> [ASSIGNMENT]: Your task is to retype the listing word for word.

> [PROVIDED MATERIAL]:
*** Begin section ***

PR #182, opened 2016-10-17
Excel format: Throw error if phpExcel is missing (+ minor rework)

s7eph4n:


kghbln:
@JeroenDeDauw @s7eph4n Is this cool?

*** End section ***

> [RESPONSE BOX]:
PR #182, opened 2016-10-17
Excel format: Throw error if phpExcel is missing (+ minor rework)

s7eph4n:


kghbln:
@JeroenDeDauw @s7eph4n Is this cool?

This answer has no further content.